* Recorded information
━━━━━━━━

PR #108, opened 2026-04-10
Updated verification backend to new SiliconFrontendAPI

pawinkler:
## Summary

This PR updates the internally used verifier class from the Silicon-internal `DefaultMainVerifier` to the official `SiliconFrontendAPI`. With the new API, Silicon attempts verification using a two-phase approach consisting of consistency checks and verification. Consequently, we cannot check consistency in advance anymore and instead differentiate between different error-types. The overall behavior remains unaffected.

> The new `SiliconFrontendAPI` is only available in newer Silicon versions. It can only be merged after #95.

## Changes 

- Removed old `Verifier.kt`.
- Added new `SiliconFrontend.kt` as a wrapper around the `SiliconFrontendAPI`.
- Updated usages of the verifier to the new `SiliconFrontend`.


jesyspa (changes requested):
Please rebase onto latest main, many of these changes are already merged.

pawinkler:
The direct rebase on main was not possible, I had to cherry pick the actual changes and force-push them. I don't really understand why I couldn't rebase, but it introduced many more changes which shouldn't exist.

pawinkler:
One test case was not yet updated to the new name handling and resulted in failing checks.

jesyspa:
> One test case was not yet updated to the new name handling and resulted in failing checks.

Open a separate PR for this please since it's blocking other people's work.

formver.compiler-plugin/viper/src/org/jetbrains/kotlin/formver/viper/SiliconFrontend.kt
```diff
@@ -0,0 +1,56 @@
...
+    }
+
+    /** Consistency-checks and verifies [viperProgram], calling [onFailure] for each error found. */
+    fun verify(viperProgram: viper.silver.ast.Program, onFailure: (VerifierError) -> Unit) {
+        val result = siliconApi.verify(viperProgram)
+        if (result is viper.silver.verifier.Failure) {
+            for (error in result.errors()) {
+                when (error) {
+                    is viper.silver.verifier.VerificationError ->
+                        onFailure(VerificationError.fromSilver(error))
```
jesyspa: Why use `fromSilver` here rather than just invoke the constructor directly?

formver.compiler-plugin/viper/src/org/jetbrains/kotlin/formver/viper/SiliconFrontend.kt
```diff
@@ -0,0 +1,56 @@
...
+import org.jetbrains.kotlin.formver.viper.errors.GenericConsistencyError
+import org.jetbrains.kotlin.formver.viper.errors.VerificationError
+import org.jetbrains.kotlin.formver.viper.errors.VerifierError
+import viper.silver.reporter.StdIOReporter
+
+/**
+ * Passes Viper programs for verification to the Silicon backend via [viper.silicon.SiliconFrontendAPI].
+ * Use [SiliconFrontend.verify] to consistency-check and verify a given program.
+ */
+class SiliconFrontend(commandLineArgs: List<String>) {
```
jesyspa: I think it would make sense for this class to implement `Closeable`

formver.compiler-plugin/viper/src/org/jetbrains/kotlin/formver/viper/SiliconFrontend.kt
```diff
@@ -0,0 +1,56 @@
...
+            System.getenv("SILICON_PARALLEL_VERIFIERS")?.let {
+                add("--numberOfParallelVerifiers")
+                add(it)
+            }
+        }
+        siliconApi = viper.silicon.SiliconFrontendAPI(StdIOReporter("stdout_reporter", true))
+        siliconApi.initialize(args.toScalaSeq())
+    }
+
+    companion object {
```
jesyspa, line 28: Is this a reasonable solution?  Will the logging itself be thread-safe, or should we perhaps create a logger per thread?

I think it makes sense to check this with Malte during our meeting tomorrow.

jesyspa (changes requested):

formver.compiler-plugin/viper/src/org/jetbrains/kotlin/formver/viper/SiliconFrontend.kt
pawinkler: I've changed it, it was a relict from changing between the two approaches.

formver.compiler-plugin/viper/src/org/jetbrains/kotlin/formver/viper/SiliconFrontend.kt
pawinkler: I agree. This seems to be a somewhat known problem:
- https://www.slf4j.org/codes.html#substituteLogger
- https://stackoverflow.com/questions/77924065/java-unit-test-error-class-org-slf4j-helpers-substitutelogger-cannot-be-cast-to
All fixes I've seen so far delay the usage of the logger, either by looping or blocking the resource. But it seems to be a setup problem, which doesn't affect general thread safety.

jesyspa (approved):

━━━━━━━━

* Work to be completed
Collect every line above that contains the word "fromSilver".

* The completed task
+                        onFailure(VerificationError.fromSilver(error))
jesyspa: Why use `fromSilver` here rather than just invoke the constructor directly?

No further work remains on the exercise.